─── DATA SECTION ───

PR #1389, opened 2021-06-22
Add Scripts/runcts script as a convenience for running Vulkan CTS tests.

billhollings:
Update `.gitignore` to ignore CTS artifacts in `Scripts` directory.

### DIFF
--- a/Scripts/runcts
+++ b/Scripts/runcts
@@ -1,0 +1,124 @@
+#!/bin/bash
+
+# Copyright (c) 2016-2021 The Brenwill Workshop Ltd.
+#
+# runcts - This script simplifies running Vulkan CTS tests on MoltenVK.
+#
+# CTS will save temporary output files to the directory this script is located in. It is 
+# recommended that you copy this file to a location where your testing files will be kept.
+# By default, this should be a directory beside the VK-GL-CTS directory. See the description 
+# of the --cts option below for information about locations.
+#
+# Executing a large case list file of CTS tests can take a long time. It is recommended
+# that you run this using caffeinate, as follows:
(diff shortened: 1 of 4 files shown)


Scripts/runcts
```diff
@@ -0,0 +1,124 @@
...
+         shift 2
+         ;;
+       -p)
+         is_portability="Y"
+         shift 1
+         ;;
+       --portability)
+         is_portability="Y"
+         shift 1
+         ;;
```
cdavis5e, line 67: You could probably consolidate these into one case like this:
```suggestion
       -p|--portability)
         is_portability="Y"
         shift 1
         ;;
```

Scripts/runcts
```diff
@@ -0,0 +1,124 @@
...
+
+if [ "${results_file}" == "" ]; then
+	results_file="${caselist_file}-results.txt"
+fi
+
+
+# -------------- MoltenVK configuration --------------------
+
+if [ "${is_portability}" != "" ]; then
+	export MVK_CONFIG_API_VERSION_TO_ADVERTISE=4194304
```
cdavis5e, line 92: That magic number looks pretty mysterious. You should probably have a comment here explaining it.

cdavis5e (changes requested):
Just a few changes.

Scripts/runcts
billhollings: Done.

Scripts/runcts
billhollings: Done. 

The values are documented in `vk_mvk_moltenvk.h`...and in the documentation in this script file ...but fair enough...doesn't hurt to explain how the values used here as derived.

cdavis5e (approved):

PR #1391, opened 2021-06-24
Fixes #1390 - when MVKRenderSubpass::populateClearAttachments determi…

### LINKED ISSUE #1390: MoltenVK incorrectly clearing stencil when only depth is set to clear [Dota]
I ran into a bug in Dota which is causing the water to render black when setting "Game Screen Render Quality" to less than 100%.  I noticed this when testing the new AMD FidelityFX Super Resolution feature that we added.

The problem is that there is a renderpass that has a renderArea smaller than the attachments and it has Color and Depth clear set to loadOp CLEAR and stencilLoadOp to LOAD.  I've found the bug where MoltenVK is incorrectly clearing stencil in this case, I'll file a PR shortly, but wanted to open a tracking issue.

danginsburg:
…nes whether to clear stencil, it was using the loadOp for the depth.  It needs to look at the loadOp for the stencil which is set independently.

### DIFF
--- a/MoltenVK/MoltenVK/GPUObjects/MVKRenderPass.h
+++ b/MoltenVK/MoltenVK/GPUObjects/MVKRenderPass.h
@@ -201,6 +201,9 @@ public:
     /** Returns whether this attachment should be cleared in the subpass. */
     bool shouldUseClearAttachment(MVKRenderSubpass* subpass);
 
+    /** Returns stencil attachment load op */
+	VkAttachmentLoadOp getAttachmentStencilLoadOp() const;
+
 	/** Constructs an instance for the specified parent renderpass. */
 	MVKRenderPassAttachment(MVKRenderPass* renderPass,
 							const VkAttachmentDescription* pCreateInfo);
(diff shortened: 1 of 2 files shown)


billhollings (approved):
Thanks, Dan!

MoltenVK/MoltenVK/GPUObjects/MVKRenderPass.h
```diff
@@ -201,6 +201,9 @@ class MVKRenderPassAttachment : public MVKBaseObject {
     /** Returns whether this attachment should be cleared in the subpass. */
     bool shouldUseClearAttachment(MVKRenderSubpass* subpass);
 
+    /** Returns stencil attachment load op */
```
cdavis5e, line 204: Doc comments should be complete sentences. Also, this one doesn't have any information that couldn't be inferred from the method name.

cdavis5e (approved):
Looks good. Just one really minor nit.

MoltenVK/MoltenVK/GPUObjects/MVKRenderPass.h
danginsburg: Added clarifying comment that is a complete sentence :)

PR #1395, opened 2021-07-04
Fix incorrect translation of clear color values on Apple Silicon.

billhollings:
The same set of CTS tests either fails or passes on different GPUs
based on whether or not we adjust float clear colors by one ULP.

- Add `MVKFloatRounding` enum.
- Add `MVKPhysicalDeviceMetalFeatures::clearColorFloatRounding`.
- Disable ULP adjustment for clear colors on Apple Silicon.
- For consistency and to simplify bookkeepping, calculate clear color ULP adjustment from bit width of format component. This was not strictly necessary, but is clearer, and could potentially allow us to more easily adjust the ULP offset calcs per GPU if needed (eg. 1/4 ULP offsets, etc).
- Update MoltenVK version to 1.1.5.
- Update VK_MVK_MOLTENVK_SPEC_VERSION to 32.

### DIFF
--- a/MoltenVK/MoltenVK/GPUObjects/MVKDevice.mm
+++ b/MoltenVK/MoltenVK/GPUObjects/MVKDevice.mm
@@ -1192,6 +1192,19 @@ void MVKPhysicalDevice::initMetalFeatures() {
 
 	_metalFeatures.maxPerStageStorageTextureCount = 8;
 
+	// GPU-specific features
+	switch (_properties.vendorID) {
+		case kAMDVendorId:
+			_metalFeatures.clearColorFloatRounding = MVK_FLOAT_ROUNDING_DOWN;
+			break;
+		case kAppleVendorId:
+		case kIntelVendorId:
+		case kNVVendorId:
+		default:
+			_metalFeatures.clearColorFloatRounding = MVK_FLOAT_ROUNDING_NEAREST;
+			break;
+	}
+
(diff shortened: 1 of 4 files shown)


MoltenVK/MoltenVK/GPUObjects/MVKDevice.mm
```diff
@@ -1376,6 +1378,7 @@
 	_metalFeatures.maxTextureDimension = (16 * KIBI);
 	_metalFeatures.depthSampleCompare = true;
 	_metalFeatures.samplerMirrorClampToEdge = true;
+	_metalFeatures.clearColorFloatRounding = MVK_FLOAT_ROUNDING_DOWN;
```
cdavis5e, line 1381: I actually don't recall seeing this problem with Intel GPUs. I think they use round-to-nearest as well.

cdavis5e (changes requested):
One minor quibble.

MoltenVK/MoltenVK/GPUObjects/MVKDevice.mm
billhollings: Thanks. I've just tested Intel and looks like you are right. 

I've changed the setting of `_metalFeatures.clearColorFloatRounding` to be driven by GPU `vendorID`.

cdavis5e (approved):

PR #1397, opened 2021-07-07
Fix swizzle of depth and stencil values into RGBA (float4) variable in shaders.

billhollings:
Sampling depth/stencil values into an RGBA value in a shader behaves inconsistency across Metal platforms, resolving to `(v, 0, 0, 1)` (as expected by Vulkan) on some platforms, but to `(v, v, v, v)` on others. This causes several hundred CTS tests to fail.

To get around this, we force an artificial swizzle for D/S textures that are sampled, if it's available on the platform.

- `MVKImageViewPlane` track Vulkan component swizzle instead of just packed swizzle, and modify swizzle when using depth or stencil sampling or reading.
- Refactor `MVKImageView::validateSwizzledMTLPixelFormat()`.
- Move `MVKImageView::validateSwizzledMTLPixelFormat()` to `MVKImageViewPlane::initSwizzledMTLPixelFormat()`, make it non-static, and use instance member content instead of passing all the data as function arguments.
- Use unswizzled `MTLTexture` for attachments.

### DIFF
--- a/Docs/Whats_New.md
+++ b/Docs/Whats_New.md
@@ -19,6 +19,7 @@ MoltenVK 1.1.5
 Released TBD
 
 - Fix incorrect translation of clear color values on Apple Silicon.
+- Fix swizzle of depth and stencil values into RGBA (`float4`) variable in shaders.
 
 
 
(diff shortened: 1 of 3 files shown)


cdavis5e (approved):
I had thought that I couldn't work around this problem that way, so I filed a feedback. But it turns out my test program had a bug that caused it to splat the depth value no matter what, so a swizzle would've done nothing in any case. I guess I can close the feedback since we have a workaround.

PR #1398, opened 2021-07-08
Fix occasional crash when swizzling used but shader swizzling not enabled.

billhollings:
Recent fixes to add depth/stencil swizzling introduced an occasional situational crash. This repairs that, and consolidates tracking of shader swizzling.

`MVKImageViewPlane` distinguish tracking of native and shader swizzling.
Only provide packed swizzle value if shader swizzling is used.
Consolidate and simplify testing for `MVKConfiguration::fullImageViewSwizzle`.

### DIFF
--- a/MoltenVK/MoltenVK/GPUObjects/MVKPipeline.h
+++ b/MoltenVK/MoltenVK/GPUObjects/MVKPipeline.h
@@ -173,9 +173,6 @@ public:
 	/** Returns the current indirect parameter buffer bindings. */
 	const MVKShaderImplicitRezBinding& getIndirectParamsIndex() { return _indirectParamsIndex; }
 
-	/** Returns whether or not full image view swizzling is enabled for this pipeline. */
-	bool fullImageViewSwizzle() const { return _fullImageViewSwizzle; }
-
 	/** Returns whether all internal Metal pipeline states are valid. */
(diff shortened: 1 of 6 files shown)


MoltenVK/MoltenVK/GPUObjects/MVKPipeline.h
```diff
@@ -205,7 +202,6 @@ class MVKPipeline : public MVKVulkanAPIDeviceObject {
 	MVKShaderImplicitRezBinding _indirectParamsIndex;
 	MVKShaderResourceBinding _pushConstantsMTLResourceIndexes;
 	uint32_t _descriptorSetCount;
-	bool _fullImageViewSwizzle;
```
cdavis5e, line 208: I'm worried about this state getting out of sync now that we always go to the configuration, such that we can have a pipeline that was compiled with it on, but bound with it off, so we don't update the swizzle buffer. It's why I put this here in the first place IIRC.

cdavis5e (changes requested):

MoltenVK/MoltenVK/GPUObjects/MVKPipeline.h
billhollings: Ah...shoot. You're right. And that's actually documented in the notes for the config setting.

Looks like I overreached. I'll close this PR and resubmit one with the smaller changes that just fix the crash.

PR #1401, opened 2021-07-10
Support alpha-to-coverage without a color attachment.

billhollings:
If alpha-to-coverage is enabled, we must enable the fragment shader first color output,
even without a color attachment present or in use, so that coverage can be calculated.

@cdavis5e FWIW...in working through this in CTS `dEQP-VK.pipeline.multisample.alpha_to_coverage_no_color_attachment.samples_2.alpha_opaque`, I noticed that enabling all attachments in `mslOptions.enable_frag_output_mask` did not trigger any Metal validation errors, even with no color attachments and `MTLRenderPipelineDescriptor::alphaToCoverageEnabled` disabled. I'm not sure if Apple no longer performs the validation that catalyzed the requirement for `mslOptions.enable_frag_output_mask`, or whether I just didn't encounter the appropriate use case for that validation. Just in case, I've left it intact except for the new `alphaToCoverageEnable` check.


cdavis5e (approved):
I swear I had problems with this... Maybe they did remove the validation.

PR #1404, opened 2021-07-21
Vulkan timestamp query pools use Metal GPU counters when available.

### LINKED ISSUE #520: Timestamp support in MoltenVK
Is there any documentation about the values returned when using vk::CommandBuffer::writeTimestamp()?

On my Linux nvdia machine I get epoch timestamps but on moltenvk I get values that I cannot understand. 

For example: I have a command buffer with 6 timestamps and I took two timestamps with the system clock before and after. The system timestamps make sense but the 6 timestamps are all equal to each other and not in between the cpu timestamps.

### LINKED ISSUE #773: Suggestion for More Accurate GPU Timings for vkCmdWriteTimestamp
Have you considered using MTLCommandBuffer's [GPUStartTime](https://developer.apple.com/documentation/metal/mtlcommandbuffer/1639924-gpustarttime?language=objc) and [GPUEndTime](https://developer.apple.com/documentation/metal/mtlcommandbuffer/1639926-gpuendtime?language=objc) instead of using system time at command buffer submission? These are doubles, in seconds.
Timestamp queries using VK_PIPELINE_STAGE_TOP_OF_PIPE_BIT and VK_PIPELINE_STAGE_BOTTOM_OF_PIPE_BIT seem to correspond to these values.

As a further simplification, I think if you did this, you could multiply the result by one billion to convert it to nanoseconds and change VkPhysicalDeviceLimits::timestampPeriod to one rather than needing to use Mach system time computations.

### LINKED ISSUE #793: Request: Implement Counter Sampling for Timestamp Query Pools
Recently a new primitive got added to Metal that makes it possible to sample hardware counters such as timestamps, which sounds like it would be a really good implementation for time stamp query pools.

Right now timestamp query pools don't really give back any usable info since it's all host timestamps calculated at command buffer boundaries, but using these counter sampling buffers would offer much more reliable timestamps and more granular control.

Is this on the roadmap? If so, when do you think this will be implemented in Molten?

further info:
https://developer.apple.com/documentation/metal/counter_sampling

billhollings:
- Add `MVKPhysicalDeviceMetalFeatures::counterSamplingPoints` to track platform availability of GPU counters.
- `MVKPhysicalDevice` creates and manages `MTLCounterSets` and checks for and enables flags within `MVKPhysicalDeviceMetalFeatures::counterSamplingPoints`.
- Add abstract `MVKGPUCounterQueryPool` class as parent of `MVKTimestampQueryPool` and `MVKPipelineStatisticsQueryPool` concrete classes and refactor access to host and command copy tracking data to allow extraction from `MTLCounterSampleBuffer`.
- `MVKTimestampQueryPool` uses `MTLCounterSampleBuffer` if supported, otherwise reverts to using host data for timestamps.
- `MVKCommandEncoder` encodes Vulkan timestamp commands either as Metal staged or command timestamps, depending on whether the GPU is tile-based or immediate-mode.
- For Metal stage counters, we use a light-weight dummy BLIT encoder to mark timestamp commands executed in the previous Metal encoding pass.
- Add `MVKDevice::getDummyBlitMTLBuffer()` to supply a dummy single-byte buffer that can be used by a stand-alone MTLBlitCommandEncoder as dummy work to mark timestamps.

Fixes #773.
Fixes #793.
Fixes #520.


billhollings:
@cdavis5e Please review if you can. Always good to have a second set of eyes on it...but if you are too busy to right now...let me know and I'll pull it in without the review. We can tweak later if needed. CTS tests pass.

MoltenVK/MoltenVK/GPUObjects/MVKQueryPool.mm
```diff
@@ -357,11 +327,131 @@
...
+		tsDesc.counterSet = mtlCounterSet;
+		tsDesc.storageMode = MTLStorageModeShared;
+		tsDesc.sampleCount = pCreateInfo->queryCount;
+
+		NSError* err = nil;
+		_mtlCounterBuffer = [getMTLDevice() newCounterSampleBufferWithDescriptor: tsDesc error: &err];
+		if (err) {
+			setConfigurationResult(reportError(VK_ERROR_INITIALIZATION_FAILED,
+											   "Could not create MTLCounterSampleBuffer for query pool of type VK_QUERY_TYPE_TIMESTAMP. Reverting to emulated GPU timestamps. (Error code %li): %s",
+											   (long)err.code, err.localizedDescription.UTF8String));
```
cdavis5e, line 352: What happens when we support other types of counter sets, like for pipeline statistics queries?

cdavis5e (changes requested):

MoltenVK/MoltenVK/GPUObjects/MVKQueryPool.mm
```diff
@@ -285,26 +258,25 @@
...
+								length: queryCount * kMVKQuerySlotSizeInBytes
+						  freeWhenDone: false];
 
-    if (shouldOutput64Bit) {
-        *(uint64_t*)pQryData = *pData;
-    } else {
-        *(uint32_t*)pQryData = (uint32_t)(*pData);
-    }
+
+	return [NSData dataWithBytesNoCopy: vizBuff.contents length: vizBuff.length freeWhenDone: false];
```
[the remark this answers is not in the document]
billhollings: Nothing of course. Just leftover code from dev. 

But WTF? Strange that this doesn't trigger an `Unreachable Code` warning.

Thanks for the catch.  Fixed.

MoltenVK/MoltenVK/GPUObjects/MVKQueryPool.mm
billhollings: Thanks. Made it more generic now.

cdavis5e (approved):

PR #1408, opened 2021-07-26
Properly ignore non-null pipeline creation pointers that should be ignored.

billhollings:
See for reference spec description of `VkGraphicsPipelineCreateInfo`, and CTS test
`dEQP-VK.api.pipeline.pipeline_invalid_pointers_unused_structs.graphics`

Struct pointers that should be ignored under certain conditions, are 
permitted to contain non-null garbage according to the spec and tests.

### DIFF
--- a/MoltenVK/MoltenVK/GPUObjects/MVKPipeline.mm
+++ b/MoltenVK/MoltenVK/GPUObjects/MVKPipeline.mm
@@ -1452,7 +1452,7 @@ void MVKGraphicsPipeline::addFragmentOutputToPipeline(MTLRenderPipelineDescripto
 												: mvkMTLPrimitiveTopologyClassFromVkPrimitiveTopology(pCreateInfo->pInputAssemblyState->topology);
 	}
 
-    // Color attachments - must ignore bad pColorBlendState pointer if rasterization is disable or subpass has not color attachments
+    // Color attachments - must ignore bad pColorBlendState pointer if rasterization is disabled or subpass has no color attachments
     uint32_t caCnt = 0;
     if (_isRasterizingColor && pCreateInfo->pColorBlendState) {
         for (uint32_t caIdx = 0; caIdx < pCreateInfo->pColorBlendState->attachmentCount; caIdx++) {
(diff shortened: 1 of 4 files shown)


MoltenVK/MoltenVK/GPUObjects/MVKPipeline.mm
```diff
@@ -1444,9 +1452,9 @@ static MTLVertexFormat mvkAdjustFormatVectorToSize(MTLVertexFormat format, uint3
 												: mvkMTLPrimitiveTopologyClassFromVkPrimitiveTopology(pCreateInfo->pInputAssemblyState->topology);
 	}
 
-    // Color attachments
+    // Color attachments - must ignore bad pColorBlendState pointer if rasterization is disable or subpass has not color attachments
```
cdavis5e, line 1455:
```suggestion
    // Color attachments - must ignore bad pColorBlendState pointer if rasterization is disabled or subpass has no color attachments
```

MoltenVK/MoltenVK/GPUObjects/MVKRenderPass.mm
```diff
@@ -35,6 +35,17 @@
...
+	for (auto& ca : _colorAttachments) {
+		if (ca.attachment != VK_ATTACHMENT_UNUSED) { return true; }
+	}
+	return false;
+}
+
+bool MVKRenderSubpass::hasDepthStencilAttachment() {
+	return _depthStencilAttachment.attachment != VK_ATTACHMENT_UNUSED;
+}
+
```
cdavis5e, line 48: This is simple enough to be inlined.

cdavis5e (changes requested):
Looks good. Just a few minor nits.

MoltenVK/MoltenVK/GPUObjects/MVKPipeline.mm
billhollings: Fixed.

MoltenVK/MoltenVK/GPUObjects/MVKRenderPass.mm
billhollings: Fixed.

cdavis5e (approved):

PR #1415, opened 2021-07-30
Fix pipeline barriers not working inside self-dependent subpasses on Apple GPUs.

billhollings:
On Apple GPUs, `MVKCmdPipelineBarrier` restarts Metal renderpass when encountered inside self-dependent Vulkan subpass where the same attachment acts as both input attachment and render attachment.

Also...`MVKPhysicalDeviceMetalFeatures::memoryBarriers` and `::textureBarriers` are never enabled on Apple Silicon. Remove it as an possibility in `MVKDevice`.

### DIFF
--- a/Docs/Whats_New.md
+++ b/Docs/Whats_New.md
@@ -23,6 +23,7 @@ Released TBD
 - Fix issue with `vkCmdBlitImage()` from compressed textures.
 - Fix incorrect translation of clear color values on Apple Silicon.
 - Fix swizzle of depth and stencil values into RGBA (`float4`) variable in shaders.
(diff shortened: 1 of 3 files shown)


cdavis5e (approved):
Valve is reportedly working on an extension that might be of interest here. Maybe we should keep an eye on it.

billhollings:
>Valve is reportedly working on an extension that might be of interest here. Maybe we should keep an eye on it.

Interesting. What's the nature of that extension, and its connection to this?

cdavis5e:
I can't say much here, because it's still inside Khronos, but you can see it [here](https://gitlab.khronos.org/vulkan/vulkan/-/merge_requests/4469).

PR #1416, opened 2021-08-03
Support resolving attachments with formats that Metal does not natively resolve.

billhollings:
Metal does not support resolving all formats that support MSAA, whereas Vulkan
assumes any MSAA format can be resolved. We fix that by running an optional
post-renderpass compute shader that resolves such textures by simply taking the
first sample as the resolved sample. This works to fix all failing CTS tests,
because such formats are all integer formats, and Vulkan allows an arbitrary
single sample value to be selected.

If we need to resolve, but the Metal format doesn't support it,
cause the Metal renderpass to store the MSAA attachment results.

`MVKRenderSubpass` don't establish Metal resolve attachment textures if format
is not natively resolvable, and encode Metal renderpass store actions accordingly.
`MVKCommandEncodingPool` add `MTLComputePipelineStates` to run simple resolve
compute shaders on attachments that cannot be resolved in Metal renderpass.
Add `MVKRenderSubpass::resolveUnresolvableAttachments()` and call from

───

REQUIREMENT:
Copy the lines above exactly, beginning at the line that has "const MVKShaderImplicitRezBinding& getIndirectParamsIndex()" and stopping after the line that has "(diff shortened: 1 of 6 files shown)", and omit the rest.

ANSWER SPACE:
 	const MVKShaderImplicitRezBinding& getIndirectParamsIndex() { return _indirectParamsIndex; }
 
-	/** Returns whether or not full image view swizzling is enabled for this pipeline. */
-	bool fullImageViewSwizzle() const { return _fullImageViewSwizzle; }
-
 	/** Returns whether all internal Metal pipeline states are valid. */
(diff shortened: 1 of 6 files shown)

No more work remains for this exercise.